§ Work required
From the first line to the last, transcribe the material exactly.

§ Recorded information
PR #930, opened 2024-04-09
git actions should support repo root outside of moose

phiSgr:
I tried to run `moose bump-version` in `framework-internal-app` and failed.

### DIFF
--- a/apps/framework-cli/src/utilities/git.rs
+++ b/apps/framework-cli/src/utilities/git.rs
@@ -61,7 +61,7 @@ pub fn dump_old_version_schema(
     commit_hash: String,
     dest: &Path,
 ) -> Result<(), Error> {
-    let repo = Repository::open(project.project_location.clone())?;
+    let repo = Repository::discover(project.project_location.clone())?;
 
     let path = project.schemas_dir();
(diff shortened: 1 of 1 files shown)


callicles (approved):

apps/framework-cli/src/utilities/git.rs
```diff
@@ -61,18 +61,23 @@ pub fn dump_old_version_schema(
...
     dest: &Path,
 ) -> Result<(), Error> {
-    let repo = Repository::open(project.project_location.clone())?;
+    let repo = Repository::discover(project.project_location.clone())?;
 
-    let path = project.schemas_dir();
-    let path = path.strip_prefix(&project.project_location).unwrap();
+    let schema_dir = project.schemas_dir();
+    let schema_relative_path_from_repo_root = schema_dir
+        .strip_prefix(repo.path().parent().unwrap())
```
callicles, line 68: Are you confident with the `unwrap` here? looks like the method returns a `Result` so you could use `?` instead

phiSgr: `repo.path()` is the `.git`, so it will always have the parent.

PR #932, opened 2024-04-09
feat: add moose_developer field

callicles:
* Testing the migration in our dog food
* Adding a property to our instrumentation to distinguish between our devs and external users

### DIFF
--- a/apps/framework-cli/src/cli/settings.rs
+++ b/apps/framework-cli/src/cli/settings.rs
@@ -34,11 +34,21 @@ impl Default for Features {
 #[derive(Deserialize, Debug)]
 pub struct Telemetry {
     pub enabled: bool,
+
+    #[serde(default = "default_moose_developer")]
+    pub moose_developer: bool,
+}
+
+fn default_moose_developer() -> bool {
+    false
 }
 
 impl Default for Telemetry {
     fn default() -> Self {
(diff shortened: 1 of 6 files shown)


apps/framework-cli/src/cli/settings.rs
```diff
@@ -34,11 +34,21 @@ impl Default for Features {
 #[derive(Deserialize, Debug)]
 pub struct Telemetry {
     pub enabled: bool,
+
+    #[serde(default = "default_moose_developer")]
+    pub moose_developer: bool,
```
phiSgr: i prefer calling it `is_moose_developer`

apps/framework-cli/src/cli/settings.rs
```diff
@@ -34,11 +34,21 @@ impl Default for Features {
 #[derive(Deserialize, Debug)]
 pub struct Telemetry {
     pub enabled: bool,
+
+    #[serde(default = "default_moose_developer")]
```
phiSgr: The `Default::default` of `bool` is `false`, I don't think we need this func.

callicles: I will try

callicles: You are right!

phiSgr (approved):

PR #958, opened 2024-04-12
wip: typescript instead of prisma

DatGuyJonathan:
This is a copy-pasta from https://github.com/514-labs/moose/pull/549, minus doc changes & pr feedback changes. The goal is to get something merged to main in case we need to swarm on it.

I added an if-else to `parse_schema_file` so it can continue to work with current prisma schema. Next step is to iron out the wrinkles. Need to look into feedback from the original pr, and also what happens if we change `models.prisma` to `models.ts` with these interfaces.

```
interface UserActivity {
    eventId: string;
    timestamp: Date;
    userId: string;
    activity: string;
}

interface ParsedActivity {
    eventId: string;
    timestamp: Date;
    userId: string;
    activity: string;
}
```

### DIFF
--- a/apps/framework-cli/src/framework/schema.rs
+++ b/apps/framework-cli/src/framework/schema.rs
@@ -25,6 +25,7 @@ use std::{
 use crate::framework::controller::FrameworkObject;
 use diagnostics::Diagnostics;
 
+use log::debug;
 use schema_ast::ast::{Enum, Model};
 use schema_ast::{
     ast::{Attribute, Field, SchemaAst, Top, WithName},
@@ -34,6 +35,13 @@ use serde::Serialize;
 
 use crate::infrastructure::olap::clickhouse::mapper::arity_mapper;
 use crate::project::PROJECT;
+
+use swc_common::{self, sync::Lrc, SourceMap};
+use swc_ecma_ast::{
+    Decl, Expr, Module, ModuleItem, Stmt, TsEnumDecl, TsEnumMember, TsEnumMemberId,
+    TsInterfaceDecl, TsKeywordTypeKind, TsType, TsTypeAnn, TsTypeRef,
+};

§ Task solution
PR #930, opened 2024-04-09
git actions should support repo root outside of moose

phiSgr:
I tried to run `moose bump-version` in `framework-internal-app` and failed.

### DIFF
--- a/apps/framework-cli/src/utilities/git.rs
+++ b/apps/framework-cli/src/utilities/git.rs
@@ -61,7 +61,7 @@ pub fn dump_old_version_schema(
     commit_hash: String,
     dest: &Path,
 ) -> Result<(), Error> {
-    let repo = Repository::open(project.project_location.clone())?;
+    let repo = Repository::discover(project.project_location.clone())?;
 
     let path = project.schemas_dir();
(diff shortened: 1 of 1 files shown)


callicles (approved):

apps/framework-cli/src/utilities/git.rs
```diff
@@ -61,18 +61,23 @@ pub fn dump_old_version_schema(
...
     dest: &Path,
 ) -> Result<(), Error> {
-    let repo = Repository::open(project.project_location.clone())?;
+    let repo = Repository::discover(project.project_location.clone())?;
 
-    let path = project.schemas_dir();
-    let path = path.strip_prefix(&project.project_location).unwrap();
+    let schema_dir = project.schemas_dir();
+    let schema_relative_path_from_repo_root = schema_dir
+        .strip_prefix(repo.path().parent().unwrap())
```
callicles, line 68: Are you confident with the `unwrap` here? looks like the method returns a `Result` so you could use `?` instead

phiSgr: `repo.path()` is the `.git`, so it will always have the parent.

PR #932, opened 2024-04-09
feat: add moose_developer field

callicles:
* Testing the migration in our dog food
* Adding a property to our instrumentation to distinguish between our devs and external users

### DIFF
--- a/apps/framework-cli/src/cli/settings.rs
+++ b/apps/framework-cli/src/cli/settings.rs
@@ -34,11 +34,21 @@ impl Default for Features {
 #[derive(Deserialize, Debug)]
 pub struct Telemetry {
     pub enabled: bool,
+
+    #[serde(default = "default_moose_developer")]
+    pub moose_developer: bool,
+}
+
+fn default_moose_developer() -> bool {
+    false
 }
 
 impl Default for Telemetry {
     fn default() -> Self {
(diff shortened: 1 of 6 files shown)


apps/framework-cli/src/cli/settings.rs
```diff
@@ -34,11 +34,21 @@ impl Default for Features {
 #[derive(Deserialize, Debug)]
 pub struct Telemetry {
     pub enabled: bool,
+
+    #[serde(default = "default_moose_developer")]
+    pub moose_developer: bool,
```
phiSgr: i prefer calling it `is_moose_developer`

apps/framework-cli/src/cli/settings.rs
```diff
@@ -34,11 +34,21 @@ impl Default for Features {
 #[derive(Deserialize, Debug)]
 pub struct Telemetry {
     pub enabled: bool,
+
+    #[serde(default = "default_moose_developer")]
```
phiSgr: The `Default::default` of `bool` is `false`, I don't think we need this func.

callicles: I will try

callicles: You are right!

phiSgr (approved):

PR #958, opened 2024-04-12
wip: typescript instead of prisma

DatGuyJonathan:
This is a copy-pasta from https://github.com/514-labs/moose/pull/549, minus doc changes & pr feedback changes. The goal is to get something merged to main in case we need to swarm on it.

I added an if-else to `parse_schema_file` so it can continue to work with current prisma schema. Next step is to iron out the wrinkles. Need to look into feedback from the original pr, and also what happens if we change `models.prisma` to `models.ts` with these interfaces.

```
interface UserActivity {
    eventId: string;
    timestamp: Date;
    userId: string;
    activity: string;
}

interface ParsedActivity {
    eventId: string;
    timestamp: Date;
    userId: string;
    activity: string;
}
```

### DIFF
--- a/apps/framework-cli/src/framework/schema.rs
+++ b/apps/framework-cli/src/framework/schema.rs
@@ -25,6 +25,7 @@ use std::{
 use crate::framework::controller::FrameworkObject;
 use diagnostics::Diagnostics;
 
+use log::debug;
 use schema_ast::ast::{Enum, Model};
 use schema_ast::{
     ast::{Attribute, Field, SchemaAst, Top, WithName},
@@ -34,6 +35,13 @@ use serde::Serialize;
 
 use crate::infrastructure::olap::clickhouse::mapper::arity_mapper;
 use crate::project::PROJECT;
+
+use swc_common::{self, sync::Lrc, SourceMap};
+use swc_ecma_ast::{
+    Decl, Expr, Module, ModuleItem, Stmt, TsEnumDecl, TsEnumMember, TsEnumMemberId,
+    TsInterfaceDecl, TsKeywordTypeKind, TsType, TsTypeAnn, TsTypeRef,
+};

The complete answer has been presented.